The mixing matrix application module 740 is adapted to apply the mixing matrix on
the microphone input signal to obtain a microphone output signal having the target
covariance properties. In an embodiment, the modules 720, 730 and 740 are submodules
of a signal processor.
[0096] Such an apparatus follows the concept in DirAC and SAM, which is to estimate the
direction and diffuseness of the original sound field and to create such output that
best reproduces the estimated direction and diffuseness. This signal processing procedure
requires large covariance matrix adjustments in order to provide the correct spatial
image. The processed concept is the solution to it. By the proposed concept, the source
distance, source localization and/or source separation, listening comfortability and/or
envelopment.
[0097] Fig. 8 illustrates an example which shows an embodiment for blind enhancement of
the spatial sound quality in stereo- or multichannel playback. In module 805, a covariance
matrix analysis, e.g. an ICC or level analysis of stereo or multichannel content is
conducted. Then, an enhancement rule is applied in enhancement module 815, for example,
to obtain output ICCs from input ICCs. A mixing matrix formulation module 830 generates
a mixing matrix based on the covariance matrix analysis conducted by module 805 and
based on the information derived from applying the enhancement rule which was conducted
in enhancement module 815. The mixing matrix is then applied on the stereo or multichannel
content in module 840 to obtain adjusted stereo or multichannel content having the
target covariance properties.
[0098] Regarding multichannel sound, e.g., mixes or recordings, it is fairly common to find
perceptual suboptimality in spatial sound, especially in terms of too high ICC. A
typical consequence is reduced quality with respect to width, envelopment, distance,
source separation, source localization and/or source stability and listening comfortability.
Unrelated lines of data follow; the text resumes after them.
PR #339, opened 2018-11-20
Added better explanation to encrypt option within CreateUser command

iMokhles:
Is the user's password already encrypted isn't the correct phrase for encrypt option concept, because if it's true it will encrypt the password using bcrypt so we shouldn't ask developers is this password encrypted or not this will confuse them because.


tabacitu:
Totally! Thank you @iMokhles !

PR #340, opened 2018-11-24
LV language translation updated

tomsb:
Also removed duplicate key from EN language file.


tabacitu:
Great! Thank you @tomsb , merged!

Issue #342, opened 2018-11-26
Hide developer link if not configured


johnpuddephatt:
Should the developer link only be shown if both developer name and link are set in config? Otherwise "Handcrafted by" can appear on its own, or an anchor with an empty href.

Happy to submit a PR.

tabacitu:
Merged, thanks for the PR!

PR #348, opened 2018-12-06
Include developer link only if set in config

johnpuddephatt:
In response to #342


tabacitu:
Great, merged, thank you @johnpuddephatt ! :-) Please see the message above too.

PR #359, opened 2019-02-09
[4.0][Ready] Parental upgrade to 0.6 (the single table inheritance package)

ziming:
0.6 of https://github.com/tightenco/parental has been released with several big bug fixes and enhancements to the single table inheritance implementation

This is a breaking change as the name of the Trait has changed in 0.6.

From HasParentModel to HasParent

### DIFF
--- a/composer.json
+++ b/composer.json
@@ -22,7 +22,7 @@
         "prologue/alerts": "^0.4.1",
         "jenssegers/date": "^3.2",
         "creativeorange/gravatar": "~1.0",
-        "tightenco/parental": "0.5"
+        "tightenco/parental": "0.6"
     },
     "require-dev": {
         "phpunit/phpunit": "~6.0",
--- a/src/app/Models/BackpackUser.php
+++ b/src/app/Models/BackpackUser.php
@@ -4,11 +4,11 @@ namespace Backpack\Base\app\Models;
 
 use App\User;
 use Backpack\Base\app\Notifications\ResetPasswordNotification as ResetPasswordNotification;
-use Tightenco\Parental\HasParentModel;
+use Tightenco\Parental\HasParent;
 
 class BackpackUser extends User
 {
-    use HasParentModel;
+    use HasParent;
 
     protected $table = 'users';
 


AbbyJanke:
I recommend we save this till CRUD 4.0 comes out since it is a breaking change.

ziming:
In the meantime do you know of a way to force install a higher version of a package without composer throwing error? Say if someone need the stuffs (fixes and features) in parental 0.6 now

ziming:
Ok, I think I found out how for anyone interested. In your composer.json require section, do this:

"tightenco/parental": "0.6 as 0.5"

Then change your trait from HasParentModel to HasParent in BackpackUser model class

ziming:
Actually, how about removing parental requirement?

I see that BackpackUser has no relationship methods after all. A $table = 'users' on the class would have been good enough

ziming:
When is 4.0 coming? :)

tabacitu:
Totally agree with @AbbyJanke . Let's hold this off until 4.0 - shame, the breaking change was so minor...

@ziming thanks a lot for the PR! Very appreciated.

ziming:
Sure in the meantime just to leave a note for others.

You can do this in composer for the time being. Works fine for me so far

```
"tightenco/parental": "0.6 as 0.5"
```

tabacitu:
@ziming in the Base 1.1 update that I'm working on, **I've decided to remove the tightenco/parental dependency altogether**, and include the trait we're actually using as-in in Backpack/Base. This should:
- allow us to make sure they don't push any breaking changes as non-breaking (it's a 0.6 version after all, who know)
- allow us to make the upgrade process smoother in case they introduce any feature we'd like
- allow developers to use our trait, or theirs, if they decide to install the package separately
- remove a dependency, which is always good

Let me know what you think, the actual update is here: https://github.com/Laravel-Backpack/Base/pull/362/files#diff-488d31054d94cae3070e8fdb0a2efccd but there's not much to look at in this regard - I copy-pasted the Trait we're using from their package, and gave it a different name. The upgrade guide will instruct people to use this trait, instead of the one in the package.

Cheers!

PR #364, opened 2019-03-13
Shorter default date display and link to Carbon docs instead

ziming:
The reference table is under localization section of Carbon docs

https://carbon.nesbot.com/docs/#api-localization

I also shorten the date format from

```
'default_date_format'     => 'Do MMMM YYYY',
'default_datetime_format' => 'Do MMMM YYYY, HH:mm',
```

```
'default_date_format'     => 'D MMM YYYY',
'default_datetime_format' => 'D MMM YYYY, HH:mm',
```

Because 11 Sept 2019 is shorter than 11th September 2019. Which for admin views is almost always better given the number of table columns in a limited screen space. Allowing 1-3 more columns to show without hiding


tabacitu:
Definitely - thank you @ziming !

PR #197, opened 2015-01-02
Fix typo.

hanton:
"fadeOutPlaceholder" should be "placeholderFadesOut", which is declared in "ASDisplayNode.h".


rnystrom:
Good catch!

PR #203, opened 2015-01-07
Fix crash in Flow Controller

tanliboy:
The cur.first may out of boundary in the case for all empty sections


secretiverhyme:
Whoops, wrong button!  Merged =]

PR #206, opened 2015-01-08
Only download images when multiplex node is displayed

### LINKED ISSUE #178: ASMultiplexImageNode downloads aren't restricted to the working range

It has been tested informally that the concept is able to improve these properties
with items that have unnecessarily high ICCs. Observed improvements are width, source
distance, source localization/separation, envelopment and listening comfortability.
[0099] Fig. 9 illustrates another embodiment for enhancement of narrow loudspeaker setups
(e.g., tablets, TV). The proposed concept is likely beneficial as a tool for improving
stereo quality in playback setups where a loudspeaker angle is too narrow (e.g., tablets).
The proposed concept will provide:
- repanning of sources within the given arc to match a wider loudspeaker setup
- increase the ICC to better match that of a wider loudspeaker setup
- provide a better starting point to perform crosstalk-cancellation, e.g., using crosstalk
cancellation only when there is no direct way to create the desired binaural cues.
[0100] Improvements are expected with respect to width and with respect to regular crosstalk
cancel, sound quality and robustness.
[0101] In another application example illustrated by Fig. 10, an embodiment is depicted
providing optimal Directional Audio Coding (DirAC) rendering based on a B-format microphone
signal.
[0102] The embodiment of Fig. 10 is based on the finding that state-of-the-art DirAC rendering
units based on coincident microphone signals apply the decorrelation in unnecessary
extent, thus, compromising the audio quality. For example, if the sound field is analyzed
diffuse, full correlation is applied on all channels, even though a B-format provides
already three incoherent sound components in case of a horizontal sound field (W,
X, Y). This effect is present in varying degrees except when diffuseness is zero.
[0103] Furthermore, the above-described systems using virtual microphones do not guarantee
correct output covariance matrix (levels and channel correlations) because the virtual
microphones effect the sound differently depending on source angle, loudspeaker positioning
and sound field diffuseness.
[0104] The proposed concept solves both issues. Two alternatives exist: providing decorrelated
channels as extra input channels (as in the figure below); or using a decorrelator-mixing
concept.
[0105] In Fig. 10, a module 1005 conducts a covariance matrix analysis. A target covariance
matrix formulation module 1018 takes not only a soundfield model, but also a loudspeaker
configuration into account when formulating a target covariance matrix. Furthermore,
a mixing matrix formulation module 1030 generates a mixing matrix not only based on
a covariance matrix analysis and the target covariance matrix, but also based on an
optimization criterion, for example, a B-format-to-virtual microphone mixing matrix
provided by a module 1032. The soundfield model 1010 may correspond to the soundfield
model 710 of Fig. 7. The mixing matrix application module 1040 may correspond to the
mixing matrix application module 740 of Fig. 7.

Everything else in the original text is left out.